PR #524, opened 2016-12-05
Update example tables to be compatible with CockroachDB

jethrogb:
This syntax is supported on both [Postgres](https://www.postgresql.org/docs/9.5/static/datatype-boolean.html) and [CockroachDB](https://www.cockroachlabs.com/docs/bool.html#format). I also tested it on SQLite and I'm assuming the client will handle the string `"FALSE"` appropriately.


killercup:
Thanks!

SQLite doesn't have these literals, but the examples are Postgres specific anyway. So I see no reason not do merge this!

PR #525, opened 2016-12-06
Unused import

jethrogb:


killercup:
LGTM. Cleanups are always welcome.

(I'm not sure if it helps you, though. `pg/connection/{mod,raw,result}.rs` and others, incl. most sqlite stuff, still use libc.)

PR #526, opened 2016-12-06
Don't panic when calling `eq_any` or `ne_any` with an empty array

### LINKED ISSUE #520: `eq_any(&[])` and `ne_any(&[])` generate invalid SQL

sgrif:
I had hoped to avoid introducing a new trait or methods for this.
However, the earliest point in the query builder that we can handle this
without introducing some new method is after the opening parenthesis has
been emitted. I had attempted to do something like emit `SELECT 1 WHERE
1=0` or `SELECT NULL WHERE 1=0` but both cases can cause type errors.

Still, due to the nature of how `In` is implemented, we can at least add
the required methods in an extremely contained fashion.

I have also added CHANGELOG entries for other "empty array causes
crashes" commits that had preceded this one, as I had forgotten to do so
earlier and this is the last case that I'm aware of.

Fixes #520.

### DIFF
--- a/CHANGELOG.md
+++ b/CHANGELOG.md
@@ -22,9 +22,27 @@ for Rust libraries in [RFC #1105](https://github.com/rust-lang/rfcs/blob/master/
 
   The generated module will still be called `table_1`.
 
+* Added support for batch insert on SQLite. This means that you can now pass a
+  slice or vector to [`diesel::insert`][insert] on all backends.
+
+[insert]: http://docs.diesel.rs/diesel/fn.insert.html
+
 ### Fixed
 
 * `#[derive(Identifiable)]` now works on structs with lifetimes
+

● **Description of the task**
Search the records for the word "SELECT", then list every line that has it.

● **Solution for this task**
been emitted. I had attempted to do something like emit `SELECT 1 WHERE
1=0` or `SELECT NULL WHERE 1=0` but both cases can cause type errors.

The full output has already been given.